Lessons: If a business has sensitive data, day-to-day operations of its software system and it's maintenance should NEVER be entrusted to any external entity. Appropriate staff need to be hired and if necessary, trained under the developer, to effectively use the software system. A database administrator who can take periodic backups of transaction data is extremely vital as the backups are invaluable. In the Air Deccan case, if they possessed current backups of transaction data, porting that across to the new software would have required minimal effort and all the confusion that subsequently ensued could have been completely avoided.
Being a software guy I couldn't miss these glaring errors even if I wanted to, but they are probably a lot less obvious to those without practical knowledge of software deployment and the issues associated with it. In Captain Gopi's case, these mistakes were as damaging to his enterprise as anti-airfcraft guns would have been, against his planes. I'm sure there were other reasons and factors, but these were what seemed to stand out the most, at least to me. Even if these problems might not have directly sunk Air Deccan, they were instrumental in undermining Air Deccan's reputation which led to decreasing incomes which then led to the requirement for external investments to weather the crisis which eventually led to the inflow of Mallya's money and that, if nothing else, was the beginning of the end.

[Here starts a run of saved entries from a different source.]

PR #1056, opened 2023-09-12
fix: Adapt usage message of `--docker-image` for container command

adombeck:
### Motivation/Context

The usage message was written for the `cifuzz bundle` command and reused for `cifuzz container run` and `cifuzz container remote-run` but did not describe the flag's behavior correctly for those commands.

### How to use/reproduce

```
make install && cifuzz container run --help
```


internal/cmdutils/pflag.go
```diff
@@ -115,13 +115,26 @@ func AddDictFlag(cmd *cobra.Command) func() {
...
 }
 
-func AddDockerImageFlag(cmd *cobra.Command) func() {
+func AddDockerImageFlagForContainerCommand(cmd *cobra.Command) func() {
+	// Default was originally set to "ubuntu:rolling", but this is not correct
+	// It will be set by the bundle command depending on the build system, unless user overrides it
+	cmd.Flags().String("docker-image", "",
+		"A Docker image which is used as the base for the container image.\nThe image must contain all the dependencies required to run the fuzz test.\n"+
+			"By default, the image is chosen automatically based on the build system\n"+
+			"(\"eclipse-temurin:20\" for Java build systems, \"ubuntu:rolling\" for others).")
```
MarkusZoppelt, line 124: This looks awkwardly formatted.

How about 
```suggestion
	cmd.Flags().String("docker-image", "",
`A Docker image which is used as the base for the container image.
The image must contain all the dependencies required to run the fuzz test.
By default, the image is chosen automatically based on the build system
("eclipse-temurin:20" for Java build systems, "ubuntu:rolling" for others).`)
```

MarkusZoppelt (approved):

internal/cmdutils/pflag.go
adombeck: applied

PR #1063, opened 2023-09-14
ci: install docker-ce with buildx support on ubuntu

MarkusZoppelt:
### Motivation/Context

`docker.io` is an unofficial package and we should rely on `docker-ce`.

This causes our E2E Source Installation Pipeline to fail on Ubuntu:
```
ERROR: BuildKit is enabled but the buildx component is missing or broken.
       Install the buildx component to build images with BuildKit:
       https://docs.docker.com/go/buildx/
```

### Description

Install `docker-ce` according to https://docs.docker.com/engine/install/ubuntu/#install-using-the-repository

### How to use/reproduce

E2E Source Installation Pipeline will no longer fail on Ubuntu.


jochil (approved):
thanks for the fix, but if this test continue to make troubles we can delete it... IMO it is somehow redundant

PR #1066, opened 2023-09-14
feat: Ignore CIFUZZ_UID not set

adombeck:
### Motivation/Context

The backend team doesn't currently set `CIFUZZ_UID`.

### Description

Instead of requiring that `CIFUZZ_UID` is set, `cifuzz execute` now simply doesn't change the UID if it's not set.


adombeck:
Superseded by https://github.com/CodeIntelligenceTesting/cifuzz/pull/1077

PR #1067, opened 2023-09-15
ci: remove archlinux from workflows and actions

MarkusZoppelt:
### Motivation/Context

The E2E Source Installation pipeline is broken for `archlinux` and we probably don't need to test building from source in our pipeline, since building from source is usually covered by our devs.

### Description

Remove `archlinux` from workflows and actions.

### How to use/reproduce

E2E Source Installation pipeline should be gone.


jochil (approved):
goodbye arch :cry:

PR #1068, opened 2023-09-15
Add commands to print build flags

florianGla:
This PR adds hidden commands to print build flags. 

### Motivation/Context

Users that build their executables outside of cifuzz need to compile them with specific flags to ensure that cifuzz can fuzz them.

### How to use/reproduce

`cifuzz print-cflags`
`cifuzz print-cxxflags`
`cifuzz print-ldflags`
`cifuzz print-fuzz-test-cflags`
`cifuzz print-fuzz-test-cxxflags`

Each command has a `--coverage` flag to print the flags for a coverage build.


internal/cmd/print-flags/printflags.go
```diff
@@ -0,0 +1,59 @@
...
+				env, err = other.SetLibFuzzerEnv(env, runfiles.Finder)
+				if err != nil {
+					return err
+				}
+			}
+			fmt.Print(envutil.Getenv(env, flags))
+			return nil
+		},
+	}
+	coverage = cmd.Flags().Bool("coverage", false, "print flags for coverage")
```
adombeck, line 56: Concise and clean solution, love it!

adombeck (approved):

PR #135, opened 2016-07-05
Handling missing source or target file types

jworcestBAH:
Missing file types returned as empty string rather than 500


bsweger:
Looks good--merging!

PR #136, opened 2016-07-05
Reading only fields that are part of TAS

jworcestBAH:


bsweger:
Looks good, and worked for me locally. Merging!

PR #138, opened 2016-07-07
Removing cross file errors at start of job, and fixed sample file for…

jworcestBAH:
… C to pass file-level validation


bsweger:
@jworcestBAH looks good. Can you also add a new version of test_files.zip? Then we should be good to go.

jworcestBAH:
Added the cross-file samples to the test_files.zip

bsweger:
Looks good--merging!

Before long, it was all over.
To sum it all up, any serious entrepreneur whose business model involves transactions over the internet ought to consider these points which pop out when one goes through Capt Gopi's 'Simply Fly' with a critical eye, looking out for mistakes that can wreak havoc upon enterprises:-
1) Hire a good consultant to study your business plan and make recommendations about the software, hardware and manpower investments that you need to make.
2) Choose your vendors carefully, going by the advice of your chosen consultants, industry feedback and your own judgement.
3) Don't be wildly adventurous and hope for miracles. A healthy dose of exuberance is nice, but too much of it means your drunk! Get sober!
4) Hire a full-time network/cyber security expert. An absolute must.
5) If your software stores data in a database, you need to hire a full-time database administrator. An absolute must.
6) Ensure that the hardware i.e servers and peripherals are on your site or if not, at a commercial hosting site with you and only you having physical access to the servers and admin/root/superuser access to the software.
7) Ensure you have staff capable of operating the software on their own.
8) Restrict access to the servers/software to your software vendors, allowing them access only as required like during crucial upgrades and failure recovery.